Nice hen house and run. Mine is so old I'm doing repairs all the time, especially after a bad rain/wind storm. Good job!


----------



## CherylC

Could I get your recipe to build me one of these. It is fantastic. This is my dream chicken pen.


----------



## TinyHouse

CherylC said:


> Could I get your recipe to build me one of these. It is fantastic. This is my dream chicken pen.
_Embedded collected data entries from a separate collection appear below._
PR #5808, opened 2026-03-31
5767 - Repository/Filters: - add filter by name

sorja:
https://github.com/user-attachments/assets/c12b8929-2d84-43b5-8490-b0d972276b07

Scope of PR:
- Add filter by name
- Split useItems to smaller components 

Next PR:
- Add other filters

### DIFF
--- a/src/client/pages/CountryHome/Repository/Repository.tsx
+++ b/src/client/pages/CountryHome/Repository/Repository.tsx
@@ -18,17 +18,13 @@ const Repository: React.FC = () => {
     <div className="repository">
       {!isPanEuropean && (
         <>
-          <div className="repository__header">
-            <h3>{t('landing.links.links')}</h3>
-          </div>
+          <h3>{t('landing.links.links')}</h3>
           <RepositoryList isGlobal />
           <Hr />
         </>
       )}
 
-      <div className="repository__header">
-        <h3>{t('landing.links.repository')}</h3>
-      </div>
+      <h3>{t('landing.links.repository')}</h3>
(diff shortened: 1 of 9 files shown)


minotogna:
On the left side , let's use a filter icon ,  not sort icon @sorja

minotogna:
Also , let's remove the download all from title

sorja:
> Also , let's remove the download all from title

About the title: Should we leave it as it is or align left/something else?

For now, I'll remove & fix the icon

minotogna:
> > Also , let's remove the download all from title
> 
> 
> 
> About the title: Should we leave it as it is or align left/something else?
> 
> 
> 
> For now, I'll remove & fix the icon

Try to align the title to the left , maybe it's better

sorja:
> > > Also , let's remove the download all from title
> > 
> > 
> > About the title: Should we leave it as it is or align left/something else?
> > For now, I'll remove & fix the icon
> 
> Try to align the title to the left , maybe it's better

image


Sure - either way let's leave like this and clean up in another PR in case

sorja:
@minotogna I will align in future PR the sorting icon in the table header to the right of the cell, what do you think? Is it too far in the first column?

minotogna:
> @minotogna I will align in future PR the sorting icon in the table header to the right of the cell, what do you think? Is it too far in the first column?

I think it's too far @sorja

minotogna (commented):
@sorja please check current pan European as well .
Behavior should not change

minotogna (approved):

PR #5815, opened 2026-04-01
5811 - Dependencies upgrade - eslint

### LINKED ISSUE #5811: Dependencies Upgrade: eslint & co
eslint 9.39.2 -> 10.1.0
globals 16.5.0 -> 17.4.0 
typescript-eslint 8.50.0 -> 8.58.0

yaguzmang:
- `no-useless-assignment` -> new ESLint 10 core rule -> flags placeholder assignments like `let x = ''` or `let asset = {}` when that value is always overwritten before being used.
- `preserve-caught-error` -> new ESLint 10 core rule -> flags `throw new Error(...)` inside `catch` blocks unless the original error is preserved with `new Error(message, { cause: error })`.
- `@typescript-eslint/no-var-requires` -> deprecated/outdated `typescript-eslint` rule -> the relevant rule is now `@typescript-eslint/no-require-imports`.


minotogna (approved):
💪

PR #26, opened 2022-12-07
Unify docs content! No more Nitro submodule!

DZGoldman:
- content taken from https://github.com/OffchainLabs/nitro/commit/e38e7ef50cc86b482cd3bf677a37378ae0e8061f (except whitepaper, which will continue to live in `nitro`)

No problem! Got the plans from MyPetChicken.com. It's the "Daisy" coop:

http://www.mypetchicken.com/catalog/Chicken-Coop-Plans/Daisy-Coop-w-Run-Building-Plans-12-chickens-p921.aspx

We made some minor changes to it but otherwise, we followed the plans exactly.


----------



## Mamachickof14

Just love your set-up too! I'm new to chickens this summer...its been quite enjoyable! Now winter is coming and I'm trying to get ideas how to give my girls a run plus their house. I have 14 and to lock them in the house all winter wouldn't be right. Everything is so expensive and since I started it seems to be snowballing! I keep telling my husband this is the last thing they need! (I lied!) Will you cover your pen with a tarp? Thanks for any ideas1 Jen


----------



## TinyHouse

Mamachickof14 said:


> Just love your set-up too! I'm new to chickens this summer...its been quite enjoyable! Now winter is coming and I'm trying to get ideas how to give my girls a run plus their house. I have 14 and to lock them in the house all winter wouldn't be right. Everything is so expensive and since I started it seems to be snowballing! I keep telling my husband this is the last thing they need! (I lied!) Will you cover your pen with a tarp? Thanks for any ideas1 Jen


I've actually been thinking about this since reading some of the other posts about winter and chickens. I'm on the top of a hill with no trees or anything to block the wind. So I'm thinking I'll get some thick translucent plastic sheeting to at least put on the west and north sides and maybe over the top if it's not too expensive. I'll have to staple it down really well so that it won't blow around and flap so much as to tear it off.

Ideas/comments? Will that provide enough protection or be worth doing?


----------



## Energyvet

A tarp might be more durable. You could reuse it. It has grommets for rope or other tie down. It generally looks nicer. 

Let's see what the others have to say.


----------



## TinyHouse

I guess the only reason I was thinking plastic instead of tarp was because of the light. A tarp wouldn't let any through.


----------



## Energyvet

Are you thinking clear plastic sheet as in flexible - whipping in the wind? Or clear plastic sheet as in fake glass window. I like the window idea. I don't like the whipping in the wind idea. Just my opinion. 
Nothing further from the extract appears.